ACTIVITY: Whenever a line in the records below contains "return", pick it out.

***** AVAILABLE DATA *****

PR #468, opened 2017-04-10
use two unix processes for sidekiq with 5 threads each in stage

drh-stanford:
This PR makes 20 total threads and a maximum of 10 jobs for stage only

### DIFF
--- a/config/deploy/stage.rb
+++ b/config/deploy/stage.rb
@@ -6,4 +6,4 @@ Capistrano::OneTimeKey.generate_one_time_key!
 set :rails_env, 'production'
 
 set :sidekiq_role, :background
-set :sidekiq_processes, 10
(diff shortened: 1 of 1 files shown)


config/deploy/prod.rb
```diff
@@ -6,4 +6,4 @@
 set :rails_env, 'production'
 
 set :sidekiq_role, :background
-set :sidekiq_processes, 10
+set :sidekiq_processes, 2
```
mejackreed: I'm concerned that this change has been tuned somehow for production. Initially implemented here? https://github.com/sul-dlss/exhibits/commit/0d706d10855bb9f52a0f06dfbd26eb5a2a9bf214

Can we make the change in stage without doing it in prod yet?

drh-stanford:
nixed the prod changes

Issue #481, opened 2017-05-19
Determine language/copy for viewer config page


csbailey5t:
See this branch: https://github.com/sul-dlss/exhibits/tree/add_mirador_as_viewer

The feature (but not tests) to add Mirador as a viewer instead of the standard SUL-Embed is added. Following the template of the bibliography service, we add a menu option for the exhibit to get to a page to choose between Mirador and SUL-Embed with a radio button. We need to clarify the text for the exhibit administrator. 

Here's the current state: 
<img width="1114" alt="screenshot 2017-05-19 09 06 18" src="https://cloud.githubusercontent.com/assets/4672869/26256625/77dd28c2-3c72-11e7-99e9-d092db1b7109.png">

ggeisler:
@csbailey5t: This looks good. I have some minor suggestions below. Feel free to override anything I suggest that doesn't make sense to you.

![configuration_-_viewers___mirador_feature_text_-_stanford_university_libraries](https://cloud.githubusercontent.com/assets/101482/26271618/2a29d03a-3cbd-11e7-83b7-e84f2e4aff6d.png)

Here's what I've updated:

* I changed the section title to "Item Detail Page" because having "Viewers" as a heading twice is not ideal and if I understand correctly, this configuration is specific to the Item Detail page (and not, for example, the Embed widget), so it doesn't apply to all image resources displayed in the app. Plus, if we ever have more viewer configurations we can use tabs to separate them and turn that heading into the tab heading.

* Minor rewording of the instructions text:

> By default, the Item Detail page displays image resources using SUL-Embed as the viewer. You can change this setting to use a pre-configured version of Mirador as the viewer instead. The Mirador viewer provides minimal options (similar to 'zen mode'), but does include annotation viewing for any IIIF manifests with annotations.

* I capitalized the "embed" part of "SUL-Embed" for the radio button choice, just to be consistent with how we capitalized it in the instructions text.

Also, your screenshot above doesn't reflect this, but when I ran the branch locally neither radio button was selected. We definitely want to show the SUL-Embed button as the default selected choice, if it isn't already.

csbailey5t:
@ggeisler All of these make sense. Thanks for the review!

PR #483, opened 2017-06-07
Add mirador as viewer

### LINKED ISSUE #414: Mirador as viewer on show page
For certain exhibits, we want the option to change the default viewer on the record page to Mirador.  It should be configured in zen mode, with minimal chrome, no ability to change the image or add comparison panels.  It should have the ability to display, but not make annotations.

@blalbrit please clarify.

csbailey5t:
Fixes #414 and #481


app/views/catalog/_osd_or_embed_default.html.erb
```diff
@@ -1,5 +1,8 @@
+<% @viewer = Viewer.find_by(exhibit: @exhibit) %>
```
jkeck: Can we make this a local variable?  If it's needed by any other partials, we should pass it as a local.

app/views/catalog/_osd_or_embed_default.html.erb
```diff
@@ -1,5 +1,8 @@
...
 <% if document.uploaded_resource? %>
   <%= render partial: "openseadragon_default", locals: {document: document} %>
+<% elsif @viewer.viewer_type == "mirador" %>
+  <%= render partial: "viewers/mirador", locals: {document: document} %>
 <% else %>
   <%= render partial: "oembed_default", locals: {document: document} %>
```
jkeck: Another possible solution to this could be to implement `to_partial_path` on the `Viewer` class.

That method could be something along the lines of:

```ruby
def to_partial_path
  return 'oembed_default' if viewer_type == 'SUL Embed'
  "viewers/#{viewer_type}"
end
```

Then the view can just have

```
<% else %>
  <%= render @viewer, document: document %>
<% end %>
```

That way, we can add additional viewers w/o needing to update this partial each time.

app/views/catalog/_osd_or_embed_default.html.erb
```diff
@@ -1,5 +1,8 @@
...
 <% end %>
```
jkeck: Should this file name be changed now?

app/views/catalog/_osd_or_embed_default.html.erb
csbailey5t: @jkeck Since the partial seems to be set through config in the catalog_controller (https://github.com/sul-dlss/exhibits/blob/add_mirador_as_viewer/app/controllers/catalog_controller.rb#L61-L73), I'm not sure how one would pass a local to this partial. Any advice?

jkeck: @csbailey5t Is the `@viewer` variable set here used by another partial somewhere else?  If you change this from `@viewer` to `viewer` (and change the line below) do things break elsewhere?

app/models/viewer.rb
```diff
@@ -0,0 +1,10 @@
+##
+# Model for viewer
+class Viewer < ActiveRecord::Base
+  belongs_to :exhibit, class_name: Spotlight::Exhibit
+
+  def to_partial_path
+    return 'oembed_default' if viewer_type == 'sul-embed'
+    "../viewers/#{viewer_type}"
```
jkeck: I'm surprised that we need the `../` here.  Did `"viewers/#{viewer_type}" or `"viewers/_#{viewer_type}"` not work?

csbailey5t: Nope. It looked for the partials at `spotlight/...`, which is at the same level as `viewers`

app/views/catalog/_osd_or_embed_default.html.erb
csbailey5t: Seems to all work fine as `viewer` instead of `@viewer`.

jkeck: Can we use `viewer` instead then?  `@viewer` would indicate to me that we're setting a variable that is intended to have a greater scope than just this partial, where `viewer` would indicate that the scope is just to this partial (or wherever passed explicitly as a parameter or local).

csbailey5t: Sure. I'll make the change and push it up.

PR #487, opened 2017-06-19
Remove old demo environment

cbeer:


jkeck:
We're seeing this in other PRs too (#483).  Not sure exactly what's going on.

It seems odd that the build is only running 8 tests though (there are certainly more than that in this codebase).  Will try to do some digging (unless somebody else beats me to it).

PR #501, opened 2017-07-11
adds a feature flag to enable/disable sync bibliography service. disa…

mejackreed:
…bled on production

### DIFF
--- a/config/settings.yml
+++ b/config/settings.yml
@@ -13,3 +13,5 @@ zotero_api:
   solr_document_field: zotero_bibliography_tsi
 sidekiq:
   logger_level: 'Logger::INFO' # The default from Sidekiq
+sync_bibliography_service:
+  enabled: false # FeatureFlag: SyncBibliograhyService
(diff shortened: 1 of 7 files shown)


config/settings.yml
```diff
@@ -13,3 +13,5 @@ zotero_api:
   solr_document_field: zotero_bibliography_tsi
 sidekiq:
   logger_level: 'Logger::INFO' # The default from Sidekiq
+sync_bibliography_service:
+  enabled: true # FeatureFlag: SyncBibliograhyService
```
jkeck: Any thoughts on setting this to `false` by default and setting it to `true` in test/dev?

The only reason I mention that, is that this (confusingly) checked in file will get overrwritten by what's in [`shared_configs`](https://github.com/sul-dlss/shared_configs/blob/exhibits-prod/config/settings/production.yml) and could accidentally lead us to releasing the feature in production.

mejackreed: Great suggestion, I've updated accordingly.

PR #509, opened 2017-07-14
[DONT MERGE see 515] Revert "remove sidekiq-statistics"

mejackreed:
Reverts sul-dlss/exhibits#506

This is causing some issues deployed. Will revert to look into later.


mejackreed:
See https://github.com/sul-dlss/exhibits/pull/516 instead

PR #515, opened 2017-08-02
remove sidekiq_web status

mejackreed:


mejackreed:
See https://github.com/sul-dlss/exhibits/pull/516 instead

PR #699, opened 2017-10-07
Update BibTeX upload UI

### LINKED ISSUE #695: Short-term fixes for UI: uploading bibliography file in Admin
See discussion in design ticket #586
These are small changes to the `Curation > Items > Add Items` area. A more comprehensive redesign will require breaking changes, and possibly upstream changes in Spotlight. 

@ggeisler:
If we decide to go with something simpler (hopefully just for the short-term) to avoid breaking Spotlight, I suggest some minor updates to the existing implementation:

- [x] Change the label of the bib button to "BibTex"

- [x] Use horizontal alignment of the label and input (for consistency with the presentation with the other resource options)

- [x] Add the following hint text below the file picker input (assuming this wording makes sense to others):
> Each BibTex file entry will be added as an exhibit item with a “Reference” resource type.

## Current UI
curation admin

camillevilla:
Closes #695 

This PR updates our BibTeX file upload UI:
- shortens button text
- uses a horizontal label + form to match other upload options
- adds helper text

## Before
bibtex_upload_form_before

## After
bibtex_upload_form_after

### DIFF
--- a/CHANGELOG.md
+++ b/CHANGELOG.md
@@ -8,6 +8,7 @@ and this project adheres to [Semantic Versioning](http://semver.org/spec/v2.0.0.
 
 ### Added
 ### Changed
+- Updates BibTeX file upload UI #699
 ### Deprecated
 ### Removed
 ### Fixed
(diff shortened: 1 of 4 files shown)


ggeisler:
Looks great (not reviewing code, just the UI in the screenshot). One super minor thing that is my fault because I forgot to fix it in the mockup: in the hint text below the input, the "x" in BibTex should be capitalized.

camillevilla:
ah,good catch, @ggeisler! I've updated the text and screenshot.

*****

SOLUTION TO THIS PROBLEM:
  return 'oembed_default' if viewer_type == 'SUL Embed'
+    return 'oembed_default' if viewer_type == 'sul-embed'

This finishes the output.